→ Assignment
Search the material below for the word "iterator". Copy every line where it is found.

= Beginning of Section =

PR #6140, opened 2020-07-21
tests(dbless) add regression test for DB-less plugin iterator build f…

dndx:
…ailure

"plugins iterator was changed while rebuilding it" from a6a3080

= End of Section =

→ Answer box
tests(dbless) add regression test for DB-less plugin iterator build f…
"plugins iterator was changed while rebuilding it" from a6a3080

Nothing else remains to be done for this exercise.